# 1995 740i tsb question



## 740iguy (Apr 5, 2005)

*1995 740i nikasil question*

Hello all, thanks for taking the time to read this in advance:
Ive been posting in a few forums on the web to help me try and figure this stuff out, as I cant find much detail on the subject.

Well, I purchased a 1995 740i about a year ago, and the car is great, however I am approaching 92,000 miles. I read a list of TSBs for the car and there are over 200 of them so I got a bit freaked, mainly over number 219.
*Engine - Degradation of Idle Quality By High Sulfur Fuel*
A friend had told me that this was a tsb that was released some time back, and that it will eat the block in this car over time, he said it was something due to the block being made i europe and that the gas over here was too rough on it. Lately the engine has been idiling rough and I am afraid it might be due to this, so my questions are the following:

1. is this something I should be worried about? I know BMW did not make a recall on this as far as I know, but they did fix the blocks up until the year 2000 (or so I was told)

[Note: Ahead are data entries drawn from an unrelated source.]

PR #7002, opened 2024-12-17
fix(schema): check for extension before creating

ysdanielkim:
## What changed?
`CREATE EXTENSION` sql query is replaced with a pgsql script that checks for the existence of the extension programatically.

## Why?
`CREATE EXTENSION` can cause issues in environment where creating extensions are limited to certain users. (e.g. Azure)

## How did you test it?
I've ran the updated schema setup in both environments where btree_gin is installed and and not installed.

## Potential risks
Regression in visibility database setup.

## Documentation
Not needed.

## Is hotfix candidate?
No

### DIFF
--- a/common/persistence/query_util.go
+++ b/common/persistence/query_util.go
@@ -97,7 +97,7 @@ func LoadAndSplitQueryFromReaders(
 								return nil, errors.New("error reading contents: unmatched `END IF` keyword")
 							}
 							st = st[:len(st)-1]
-							j = after + len(sqlIfKeyword)
+							j = after + len(sqlIfKeyword) - 1
 						} else {
 							if len(st) == 0 || st[len(st)-1] != sqlBeginKeyword[0] {
 								return nil, fmt.Errorf("error reading contents: unmatched `END` keyword")
--- a/common/persistence/query_util.go
+++ b/common/persistence/query_util.go
@@ -15,6 +15,8 @@ const (
 
 	sqlLeftParenthesis  = '('
 	sqlRightParenthesis = ')'
+	sqlIfKeyword        = "if"
+	sqlEndIfKeyword     = "end if"
 	sqlBeginKeyword     = "begin"
 	sqlEndKeyword       = "end"
 	sqlLineComment      = "--"
@@ -76,6 +78,12 @@ func LoadAndSplitQueryFromReaders(
 					}
 					st = st[:len(st)-1]
 
+				case sqlIfKeyword[0]:
+					if hasWordAt(contentStr, sqlIfKeyword, j) {
+						st = append(st, sqlIfKeyword[0])
+						j += len(sqlIfKeyword) - 1
+					}
+
 				case sqlBeginKeyword[0]:
 					if hasWordAt(contentStr, sqlBeginKeyword, j) {
 						st = append(st, sqlBeginKeyword[0])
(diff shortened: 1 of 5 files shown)


jmbarzee:
@ysdanielkim Thank you for bringing this up and submitting a PR no less!

I'm reviewing the changes and running them through our internal tests. I'm additionally reviewing how this may have got through our tests which test upgrade scenarios.

Can you tell me what version of Postgress you are running?

rodrigozhou:
@ysdanielkim I don't really understand why the script would make any difference here, you're still calling `CREATE EXTENSION`. Can you provide more details or references for this change? Also, did you verify it works in PostgreSQL 12 (min version supported by Temporal)?

jmbarzee:
To add to @rodrigozhou 's question: Its unclear what situation this addresses. Can you clarify what situation this addresses? 

Does it just ensure that the user can check if the extension already exists even if they don't have permission to install extensions?

ysdanielkim:
Of course. This addresses an issue in Azure PostgreSQL where non-admin users cannot create extensions. The extensions in the database are usually set up by a separate admin user and the application is not given admin rights to the database.

This error is returned by Azure PostgreSQL if `CREATE EXTENSION` is executed by a non-admin user:
```
ERROR: Only members of "azure_pg_admin" are allowed to use CREATE EXTENSION (SQLSTATE 42501)
```
And [here is the related documentation](https://learn.microsoft.com/en-us/azure/postgresql/extensions/how-to-create-extensions) from Azure.

Adding this conditional ensures that `CREATE EXTENSION` command is not executed when the extension is already present in the database.

And yes, I've tested this on non-azure PG12 as well.

rodrigozhou:
@ysdanielkim This doesn't seem that will solve anything. The script is for creating necessary table for running Temporal, and we need the extension for that. So, whoever is setting up the DB needs the required permission for running the entire script. The script is meant to be executed only once with the required permissions.

ysdanielkim:
@rodrigozhou Thank you for rebasing. Looks like there's some issues with the build. Any idea what's going on?

rodrigozhou:
It seems it's failing in all PR's, some auth related issue. I'm looking into it.

rodrigozhou:
@ysdanielkim It seems that all tests with Postgres are failing. Please take a look at those

ysdanielkim:
@rodrigozhou this ready for another build.

common/persistence/query_util.go
```diff
@@ -76,13 +78,26 @@ func LoadAndSplitQueryFromReaders(
...
+					}
+
 				case sqlBeginKeyword[0]:
 					if hasWordAt(contentStr, sqlBeginKeyword, j) {
 						st = append(st, sqlBeginKeyword[0])
 						j += len(sqlBeginKeyword) - 1
 					}
 
 				case sqlEndKeyword[0]:
+					if hasWordAt(contentStr, sqlEndIfKeyword, j) {
```
rodrigozhou: I wonder if this would work if there were more than a single space (eg: `end   if`).

ysdanielkim: I don't think it'll work. Do you find the it important? I'd be happy to accommodate if you think so.

rodrigozhou: Yes, I think it would good to have it work properly if possible.

ysdanielkim: https://github.com/temporalio/temporal/pull/7002/commits/be320fa092c07d55cd481f105d6898379525f817

common/persistence/query_util.go
```diff
@@ -84,11 +92,19 @@ func LoadAndSplitQueryFromReaders(
...
 				case sqlEndKeyword[0]:
 					if hasWordAt(contentStr, sqlEndKeyword, j) {
-						if len(st) == 0 || st[len(st)-1] != sqlBeginKeyword[0] {
-							return nil, fmt.Errorf("error reading contents: unmatched `END` keyword")
+						if ok, after := hasWordAfter(contentStr, sqlIfKeyword, j+len(sqlEndKeyword)); ok {
+							if len(st) == 0 || st[len(st)-1] != sqlIfKeyword[0] {
+								return nil, errors.New("error reading contents: unmatched `END IF` keyword")
+							}
+							st = st[:len(st)-1]
+							j = after + len(sqlIfKeyword)
```
rodrigozhou: Need to subtract 1, right?
```suggestion
							j = after + len(sqlIfKeyword) - 1
```

rodrigozhou (changes requested):

common/persistence/query_util.go
ysdanielkim: Yes. Thanks.

ysdanielkim:
> Please fix the lint errors. Otherwise, LGTM

@rodrigozhou Fixed. Thanks for your help.

PR #7003, opened 2024-12-18
[Deployments] Sync workflow before activity tqs and batch updates

dnr:
## What changed?
- When the deployment workflow updates user data of task queues that are in it when the "current" state changes, update workflow before activity task queues.
- Call the sync user data activity in batches of 100, waiting for propagation between each one.

## Why?
- Updating workflow before activity is required for handling activities on unpinned workflows, to avoid workflows getting transitioned to a deployment by an activity start and then backwards by a workflow task start.
- Batching avoids too-large activity payloads and redoing too much work on retries.

## How did you test it?
existing tests

## Potential risks
the workflow logic change is guarded with GetVersion call


service/worker/deployment/deployment_workflow.go
```diff
@@ -300,34 +302,15 @@ func (d *DeploymentWorkflowRunner) handleSyncState(ctx workflow.Context, args *d
...
-		for tqName, byType := range d.State.TaskQueueFamilies {
-			for tqType, data := range byType.TaskQueues {
-				syncReq.Sync = append(syncReq.Sync, &deploymentspb.SyncUserDataRequest_SyncUserData{
-					Name: tqName,
-					Type: enumspb.TaskQueueType(tqType),
-					Data: d.dataWithTime(data),
-				})
-			}
+		if workflow.GetVersion(ctx, "syncToTaskQueues", workflow.DefaultVersion, 0) == workflow.DefaultVersion {
+			err = d.syncToTaskQueues1(ctx)
```
ShahabT, line 306: Nit: should we call these `syncToTaskQueues0` and `syncToTaskQueues1` to match the version?

service/worker/deployment/deployment_workflow.go
```diff
@@ -346,6 +329,89 @@ func (d *DeploymentWorkflowRunner) handleSyncState(ctx workflow.Context, args *d
...
+	}
+
+	activityCtx := workflow.WithActivityOptions(ctx, defaultActivityOptions)
+	tqNames := workflow.DeterministicKeys(d.State.TaskQueueFamilies)
+
+	for _, tqType := range []enumspb.TaskQueueType{
+		// Sync and wait for workflow task queues, then activity task queues, to ensure that
+		// workflows don't bounce between deployments due to activity/wft starts.
+		enumspb.TASK_QUEUE_TYPE_WORKFLOW,
+		enumspb.TASK_QUEUE_TYPE_ACTIVITY,
```
ShahabT, line 376: We want to support Nexus tasks too. they should be synced with activities I believe.

service/worker/deployment/deployment_workflow.go
dnr: sure, makes sense

service/worker/deployment/deployment_workflow.go
dnr: ok

ShahabT:
It seems this wont land before we clone to entity workflows with new names. Let's close it but once the new wfs are added, add the batching part to the new wfs only. The workflow vs activity separation is not needed anymore.

dnr:
> It seems this wont land before we clone to entity workflows with new names. Let's close it but once the new wfs are added, add the batching part to the new wfs only. The workflow vs activity separation is not needed anymore.

Sounds good to me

2. What would I be looking at to fix this? Labor and all, or is it even worth paying for?

3. If it is worth fixing or not a huge issue, is there any reccomendations that you could give for proper maintenence with my car having 92k miles.

Thanks for all the help,
much appreciated.


----------



## M.Wong (Jan 9, 2003)

Take a look at these:

Nikasil Engine Block information I

Nikasil Engine Block information II


----------



## 740iguy (Apr 5, 2005)

Wonderful!
That is exactly what I was looking for, 
Since the car is under 100k, do you think Id have a chance in a dealership giving me a free engine test? I have read that some people even in 2003 and up have gotten the shortblock replaced after it failed the test , and they only had to pay for the warranty labor.
I wonder if anyone on this board has been so lucky?

thanks so much for the help.


----------



## TerryY (Jul 20, 2003)

Good luck with BMW!!

Leaky Intake manifold gaskets and PCV valve were another source of rough idle on the early V8.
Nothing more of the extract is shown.